Phineas Gage Case (1848): A foundational case showing specific impairments (personality change) from focal brain damage (left frontal lobe), illustrating localization of function.
Franz Joseph Gall (Phrenology): Early, albeit flawed, theory proposing specific mental faculties reside in distinct brain regions.
Localizationist View: Evidence accumulated for region-specific functions:
Marc Dax: Left-hemisphere lesions linked to speech deficits.

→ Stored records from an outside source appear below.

PR #2033, opened 2019-06-24
moves user service and modeling to security module for changes to come

esotrope:


webapp/src/main/webapp/src/app/app.component.html
```diff
@@ -103,7 +103,7 @@
                       <form
                         name="logoutForm"
                         method="post"
-                        action="/saml/logout"
+                        action="{{ user.logoutUrl }}"
```
esotrope: logout target is now dynamic

webapp/src/main/webapp/src/app/error/access-denied/access-denied.component.html
```diff
@@ -1,14 +1,11 @@
...
 <div class="well">
   <p>{{ 'access-denied.message' | translate }}</p>
-  <a
-    class="btn btn-primary"
-    href="javascript:void(0)"
-    onclick="window.document.logout.submit()"
-    >{{ 'access-denied.logout' | translate }}</a
-  >
-  <form name="logout" method="post" action="/saml/logout" class="hidden"></form>
+  <form name="logout" method="post" action="{{ logoutUrl$ | async }}">
```
esotrope: access denied logout target is now dynamic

John Hughlings Jackson: Topographic organization of the cerebral cortex.
Paul Broca (1861): Lesion in left inferior frontal lobe (Broca's area) linked to impaired speech production.
Carl Wernicke (1876): Lesion in left posterior temporal-parietal junction (Wernicke's area) linked to impaired language comprehension and nonsensical speech.
Korbinian Brodmann (1909): Identified 52 distinct cortical regions (Brodmann areas) based on cytoarchitecture, forming a basis for functional mapping.
Cellular Basis of Cognitive Neuroscience
Camillo Golgi (1873): Developed the silver staining technique to visualize individual neurons.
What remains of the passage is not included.